Take Two setzt mit seinen Entwicklungen auf Qualität statt Quantität. Indirekt schütteln die Leute von dem Publisher damit über die Veröffentlichungspolitik von Wettbewerber Activision den Kopf.

"Ich glaube 'gut' ist das neue 'schlecht'...Spiele müssen einfach großartig sein", erklärt Strauss Zelnik, Chef von Take Two in Hinblick auf Spieletests. Aus diesem Grund veröffentlicht Take Two auch nicht jährlich Fortsetzungen ihrer großen Serien wie BioShock, Grand Theft Auto oder auch Red Dead. Ein Gegenbeispiel dafür sind Titel von Activision, wie beispielsweise Guitar Hero oder auch Call of Duty.

Durch Take Twos Strategie haben die Entwickler eher Zeit eine wirklich gute Qualität abzuliefern. "Unsere Fähigkeit immer wieder sehr gute Bewertungen zu ernten ist ein großer Vorteil im harten Wettbewerb. Wir bekommen gute Verkaufszahlen, reduzieren Risiken und fahren Profite ein", so Zelnik. Dass diese Behauptung auch stimmt, beweist die Seite Metacritic. Die international zusammengefassten Spieletests auf der Seite zeigen auf, dass Take Two die beste Durchschnittsnote 2010 abgesahnt hat.

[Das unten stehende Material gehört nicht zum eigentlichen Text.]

PR #751, opened 2022-01-31
Update to LLVM 12

dougalm:
This required bumping the stack version number, which isn't a bad thing either.
The main change is that llvm-hs made `typeOf` a monadic operation in the
ModuleBuilder monad, which we don't use. I worked around it by invoking the monad
with an empty state, but won't work if querying a type requires access to some
of the already emitted decls.


apaszke (approved):
LGTM

PR #752, opened 2022-01-31
Track allocations in Imp and free them when they're no longer needed.

dougalm:
We've been seeing memory blowups since the safe-names refactor. It turns out
that we were just ... not freeing any memory. A few crucial lines didn't make it
through the refactor. With that fixed, tests finally pass!


apaszke (approved):
Awesome :)

PR #753, opened 2022-02-01
Safe names python bindings update

mattjj:


mattjj:
I think this was superseded by #765 and others.

PR #759, opened 2022-02-06
Complete the Linear A prototype for the linearity paper

axch:
Including the example in the paper (and fixing the name handling bug that example exposed).

### DIFF
--- a/src/LinearA.hs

Auch unsere Testberichte beweisen, dass Take Two öfter mit vorn dabei ist. Finanziell zahlt sich das aus. Im letzten Quartal 2010 hat das Unternehmen einen Gewinn von mehr als 40 Millionen Dollar eingefahren - eine Steigerung von knapp 10 Prozent im Vergleich zum Vorjahr.